**What to work on:** Search the data below for "packaging"; list each line that holds it.

(Dataset excerpts)
PR #300, opened 2022-12-07
Remove crate-git-revision 0.0.3 from dep graph

### LINKED ISSUE #296: Must rebuild git deps every time
Currently a rebuild which normally would take a fraction of a second must rebuild all git deps and takes ~6-9 seconds.

This happens before any `cargo test` too:

Screenshot 2022-12-06 at 11 10 55 AM

Is this due to the build script?

leighmcculloch:
### What
Update soroban-env, stellar-xdr, soroban-sdk.

### Why
To remove the crate-git-revision 0.0.3 dep from the dep graph because it causes invalidations of the entire build.

Close #296


paulbellamy (approved):

willemneal:
Can confirm locally that it's fixed! Thanks! It was even making my RA stall after any edit.

PR #301, opened 2022-12-07
Fix apt-get install failures in ci

leighmcculloch:
### What
Run `apt-get update` before `apt-get install` in ci.

### Why
We're seeing failures which are likely to do with the apt-get repositories that are cached being out of date. It's common practice to run update before install.


paulbellamy (approved):
Oh nice. I didn't realize we weren't doing that already!

leighmcculloch:
> I didn't realize we weren't doing that already!

An oversight.

PR #307, opened 2022-12-08
[WIP] create dynamic args and parse normal json

willemneal:
### What

This is still very much a WIP, but currently anything after `--` is treated as a CLI for the contract method.  For example, from the hello world contract

```rust
     pub fn hello(env: Env, to: Symbol) -> Vec<Symbol> {
        vec![&env, symbol!("Hello"), to]
    }
```

would be invoked with:

```
soroban invoke ... --fn hello -- --to world
```

More excitingly you can pass normal JSON for complex types. For example,

```rust
pub struct State {
    pub count: u32,
    pub last_incr: u32,
}


pub fn set_state(env: Env, state: State) -> u32 {
...
}
```

Could be be invoked with

```
soroban invoke ... --fn set_state -- --state '{"count": 0, "last_incr": 0}'
```

### Why

Improve the devx for passing arguments and make it clearer what the arguments are.

### Known limitations

[TODO or N/A]


willemneal:
Oops seems to include #284, which should be merged first anyway.

leighmcculloch:
This is beautiful. 🌈

willemneal:
@leighmcculloch is it possible to include comments in the xdr?

leighmcculloch:
> @leighmcculloch is it possible to include comments in the xdr?

What do you mean? Include comments in the contract specification that is stored in the XDR?

leighmcculloch:
Yup we could definitely do that. We could use regular rust docs for this. Capture them in the `contractimpl` attribute macro and include them in the spec.

tyvdh:
This is nice 👍 
Would love to see examples for each of these custom types https://github.com/tyvdh/soroban-quest/tree/main/quests/5-custom-types#create-your-custom-types. Specifically things like account ids, Accounts and Contracts, just to get a more clear sense of what a collection of cli commands would actually look like.

tyvdh:
This is amazing. Is there any value in not requiring the empty `--` flag? e.g. Yarn just forwards extra flags.
```
warning From Yarn 1.0 onwards, scripts don't require "--" for options to be forwarded. In a future version, any explicit "--" will be forwarded as-is to the scripts.
```
On the one hand it helps make it obvious what's intended to be interpreted as an arg but on the other hand `--fn hello -- --to world` feels _slightly_ weird

willemneal:
@tyvdh Currently the solution is to not parse the last args until after the full args are parsed.  It would be different if I could hook into the help doc generation for the main command, but when parsing args clap and others that I looked at require that the arguments be statically known (that is the lifetime of the names of the arguments is the same as the whole program run). However, you can't know what the arguments are while parsing since you need to look up the xdr.

One idea that I had, as I agree it feels a bit awkward, is that the function name is also on the right side.

```
soroban invoke ... -- hello --world arg
```

The other option is that we treat the args as one json object with the names of the parameters as keys, this is how near does it.

```
soroban invoke ... --fn hello --args '{"world": "arg"}'
```

leighmcculloch:
I agree I prefer the current implementation that uses `--` as the separator. While it isn't pretty on the eyes, it is simple, and is well established way to separate args of a tool from args. The Rust tooling also uses it in some places so developers are likely to come across it.

willemneal:
@leighmcculloch @tyvdh 

What do you think of a `file` input, e.g. `--world-file world.txt`?

tyvdh:
> @leighmcculloch @tyvdh
> 
> What do you think of a `file` input, e.g. `--world-file world.txt`?

I don't think it adds much unless again, it allows for positional replacements.

leighmcculloch:
Unless there's immediate value I'd leave it out, at least for now, nothing stopping adding it later. But this might be easier to improve/maintain/iterate on if there is less code to start out.

tyvdh:
@willemneal is there any reason we couldn't convert `String` into `Bytes`? Would make the fact Soroban doesn't have a string type easier to cope with. 

E.g.
```bash
$ soroban invoke --id 1d06cdae1e71f98427d55a056139a9db401f5368fd2bad5299109bd9bd4d0457 --fn c_user -- --_user '{"name": "Tyler van der Hoeven", "age": 31, "pet": "Dog"}'
```
Vs
```bash
$ soroban invoke --id 1d06cdae1e71f98427d55a056139a9db401f5368fd2bad5299109bd9bd4d0457 --fn c_user -- --_user '{"name": [84,121,108,101,114,32,118,97,110,32,100,101,114,32,72,111,101,118,101,110], "age": 31, "pet": "Dog"}'
```

willemneal:
@tyvdh My current strategy for testing is a round trip for the input. So with Bytes, we have no way of knowing that the type returned contract should convert back into a string. Personally I would like to see a new type just for UTF-8 strings. Also bytes stored as a string are usually encoded in Base64.

I do agree that without proper string support Dev's will continue to have to handle their own string encoding/decodings.

tyvdh:
Makes sense. @leighmcculloch did I see somewhere a proposal for a utf8 String type in Soroban? I would like to throw my vote behind that proposal

leighmcculloch:
We may have a way to signal that a bytes is intended to be rendered as a string. I think this is something we'll explore in the new year.

leighmcculloch:
With bytes I would suggest rendering them as hex strings rather than as arrays. We do that already with XDR, and I think the current CLI does that too. The main benefit is that when things like contract IDs show up in JSON, they look like hashes.

willemneal:
@leighmcculloch  and @tyvdh 

I removed the files and xdr args.

Is it worth adding and xdr suffix like file? Or implementing that in the future?

e.g.
```bash
--world-xdr 189AB...
```

leighmcculloch:
> Is it worth adding and xdr suffix like file? Or implementing that in the future?

I'm fine with implementing it in the future. cc @paulbellamy @tyvdh for alternative viewpoints.

tyvdh:
I don't think so, leave it off until someone starts asking for it

cmd/soroban-cli/src/strval.rs
```diff
@@ -29,76 +40,454 @@ impl From<()> for Error {
...
         }
+    }
 
-        // For all others we just use the json parser
-        _ => serde_json::from_str(s)
-            .map_err(Error::Serde)
-            .and_then(|raw| from_json(&raw, t))?,
-    };
-    Ok(val)
+    fn parse_tuple_strukt(
```
paulbellamy, line 173:
```suggestion
    fn parse_tuple_struct(
```

paulbellamy (approved):

cmd/soroban-cli/src/strval.rs
willemneal: Siem en stuct is a keyword I used strukt throughout. It's what rust analyzer does. But here I guess it doesn't matter as much. Definitely no strong feelings if you want to rename it.

paulbellamy: Ok. if rust analyzer does it, then fine. Thought it was just a typo. :)

paulbellamy (approved):

PR #308, opened 2022-12-09
chore: StrValError --> and implemented using thiserror

willemneal:
### What

Rename StrValError to Error and implement it with thiserror. Also remove Error suffix for `UnknownError` since `Error::Unknown` is clearly an error.

### Why

Make it more idiomatic and follow the same convention for errors used across the crate.

### Known limitations

[TODO or N/A]


leighmcculloch:
Thanks @willemneal!

PR #310, opened 2022-12-14
Remove cyclical reference to quickstart on integration tests

sreuland:
### What

removed integration tests that referenced quickstart, instead the same integration test coverage is established by invoking the [system-test](https://github.com/stellar/system-test) docker image instead from gh workflow.

### Why

The reference from tests to quickstart had potential for backwards reference, it's pinned to specific version of core/rpc and tests will need to refer different versions at different times such during release prep, when new version references are needed that quickstart doesn't have yet. Also, the e2e integration tests are mostly duplicative of same coverage done by system tests, don't need to maintain the same test code base here.

### Known limitations

this has a dependency on [system-test PR #8](https://github.com/stellar/system-test/pull/8) to merge first, as it will provide the updated docker image used by the gh workflow here.


.github/workflows/e2e.yml
```diff
@@ -0,0 +1,40 @@
...
+jobs:
+
+  integration:
+    name: System tests
+    strategy:
+      matrix:
+        scenario-filter: ["^TestDappDevelop$/^.*$"]
+    runs-on: ubuntu-latest
+    env:
+      SYSTEM_TEST_DOCKER_REPO_TAG: "sreuland/system-test:latest"
```
sreuland, line 17: this is just short term to check that workflow works, will be changing this to `stellar/system-test:latest` shortly

leighmcculloch (approved):

sreuland:
the GH workflow passed when running the new system-tests as e2e action, but, looks like the cargo executions are taking alot of time to run here on GH, to build soroban-cli and doing compilations of example wasms, total time for the all the tests was about 25mins: 
https://github.com/stellar/soroban-tools/actions/runs/3699847241/jobs/6267646367

when I run the tests locally(not in docker though) on an m1/arm64 macbook, it's 4-5 minutes

i've added `--config net.git-fetch-with-cli=true --config build.jobs=6` to the cargo invocations, but I don't think it's getting enough cores from GH compute maybe..

leighmcculloch:
When we build soroban-cli and other Rust projects in GHA, we typically use the `stellar/actions/rust-cache` action to cache build dependencies and artifacts so that it doesn't have to download all the dependencies every time, and only builds the things that have changed.

sreuland:
> When we build soroban-cli and other Rust projects in GHA, we typically use the `stellar/actions/rust-cache` action...

@leighmcculloch , thanks for that pro-tip! cut the time in half at least, so now the e2e tests take 18 minutes. This includes building cli with cargo and compiling sample contracts with cargo, so, given gha is only getting two cores, I think that's pretty good improvement.

.github/workflows/e2e.yml
```diff
@@ -0,0 +1,40 @@
...
+    strategy:
+      matrix:
+        scenario-filter: ["^TestDappDevelop$/^.*$"]
+    runs-on: ubuntu-latest
+    env:
+      SYSTEM_TEST_DOCKER_REPO_TAG: "sreuland/system-test:latest" 
+      SYSTEM_TEST_SOROBAN_EXAMPLES_GIT_HASH: "main"
+      SYSTEM_TEST_SOROBAN_EXAMPLES_GIT_REPO: "https://github.com/stellar/soroban-examples.git"
+      SYSTEM_TEST_RUST_TOOLCHAIN_VERSION: "1.65.0"
+      SYSTEM_TEST_CORE_DEBIAN_VERSION: "19.5.1-1137.b3a6bc281.focal~soroban"
```
tsachiherman, line 21: I think that it's good for now, but for the long run, we need to derive the core version from the one in the go mono repository. To do that:
1. open the go.mod file and figure out the go repository hash.
2. checkout whatever file in the go repo that contain the core dependency
3. populate the ENV vars.

tsachiherman (commented):
The change looks reasonable to me, but I'd like @leighmcculloch 's feedback as well.

tsachiherman (approved):

tsachiherman:
@sreuland could you please see if you could merge this one in ? It would help us in the coming release.

sreuland:
> @sreuland could you please see if you could merge this one in ? It would help us in the coming release.

Yes, I need to get this [system-test PR #8](https://github.com/stellar/system-test/pull/8) merged first as it publishes the docker image used by tests here, do you mind taking a look at that? thanks!

.github/workflows/e2e.yml
sreuland: removed, use stellars repo now

.github/workflows/e2e.yml
sreuland: created https://github.com/stellar/soroban-tools/issues/328 to track this

PR #311, opened 2022-12-15
makefile: add support for soroban-rpc packaging

tsachiherman:
### What

add support for soroban-rpc packaging in the makefile.

### Why

avoid versioning setup being deduced both during the packaging as well during the makefile execution.

### Known limitations

N/A


sreuland (approved):
thanks for the adjustment, will be useful in the package building pipeline

PR #314, opened 2022-12-15
Add GitHub linting for GO code

tsachiherman:
### What

Add GitHub linting for GO code

### Why

Better code, less bugs.

### Known limitations

N/A

### DIFF
--- a/.github/workflows/golangci-lint.yml
+++ b/.github/workflows/golangci-lint.yml
@@ -1,0 +1,33 @@
+name: Linters
+on:
+  push:
+    branches:
+      - master
+  pull_request:
+
+permissions:
+  contents: read
+  # Optional: allow read access to pull request. Use with `only-new-issues` option.
+  pull-requests: read
+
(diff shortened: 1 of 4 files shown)


sreuland:
can some content be added to README.md to mention linting config/requirements, but also, an example of how to run the same linting locally to pre-check before pushing?

sreuland (approved):
nice improvement, left one comment just for consideration of extra docs in readme, thanks!

leighmcculloch:
> can some content be added to README.md to mention linting config/requirements, but also, an example of how to run the same linting locally to pre-check before pushing?

Alternatively we could add a `lint` target to `Makefile` which runs the command.

tsachiherman:
> > can some content be added to README.md to mention linting config/requirements, but also, an example of how to run the same linting locally to pre-check before pushing?
> 
> Alternatively we could add a `lint` target to `Makefile` which runs the command.

exactly.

**Solution:**
makefile: add support for soroban-rpc packaging
add support for soroban-rpc packaging in the makefile.
avoid versioning setup being deduced both during the packaging as well during the makefile execution.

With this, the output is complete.